Die Corona-Pandemie hat auf die Psyche von Kindern und Jugendlichen massiven negativen Einfluss genommen.


"In der Pandemie haben wir uns hilflos und alleine gefühlt, weil wir kaum Bezug zu anderen Menschen hatten. Heute habe ich Probleme mit dem Einschlafen und Angst, wieder alleine zu sein. Vielen Freunden geht es ähnlich. Sie haben in dieser Zeit eine Trennungsangst entwickelt. Man hat gesehen, welche Menschen geblieben sind und welche nicht", schildert die 16-jährige Caro ihre Erfahrung, die aus den Lockdowns und Quarantäneregelungen der vergangenen eineinhalb Jahre resultiert. Das Mädchen ist auf therapeutische Hilfe angewiesen, um ihre Ängste, Schlafstörungen und auch Panikattacken in den Griff zu bekommen. Caro ist nicht die einzige Jugendliche, die mit diesen Zeichen der Zeit umzugehen lernen muss.

Die Corona-Pandemie hat den Heranwachsenden einiges abverlangt. Mehrere Studien zeigen mittlerweile den direkten Zusammenhang zwischen dieser Art von psychischen Störungen und der Pandemiezeit - und deren drastische Zunahme. Waren Therapieplätze schon zuvor rar, so sind es heute angesichts des großen Bedarfs umso mehr.

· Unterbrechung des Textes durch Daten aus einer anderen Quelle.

PR #296, opened 2017-06-20
Migrate translation assets

niranjan94:
#### Checklist

- Migrate translation files from old frontend
- Change `i18n` to `l10n` to match with the service ( @fossasia/open-event-frontend please take note of this change )

### DIFF
--- a/.travis.yml
+++ b/.travis.yml
@@ -36,7 +36,7 @@ install:
   - bower install
 
 script:
-  - ember l10n:convert -f false
+  - node scripts/l10n.js generate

Auch der Einsatz von Psychopharmaka hat seither massiv zugenommen.

Bedrückend, eingesperrt zu sein

"Viele Jugendliche greifen selbstständig zu Tabletten als Beruhigungsmittel. Sie finden keinen anderen Weg, zur Ruhe zu kommen", beschreibt Caro weiter. Ihre Freundin Nicole sieht sich in einer ähnlichen Lage. "Ich merke, dass es mir schlechter geht. Die Ursache weiß ich nicht genau, aber es hat mit der Coronazeit begonnen. Sitzt man alleine daheim, kann man sich von Problemen nicht so leicht ablenken. Man sitzt mitten drinnen und saugt alles auf wie ein Schwamm. Es war bedrückend, eingesperrt zu sein. Jetzt müssen wir uns erst wieder daran gewöhnen, rauszugehen und mit Menschen zu reden."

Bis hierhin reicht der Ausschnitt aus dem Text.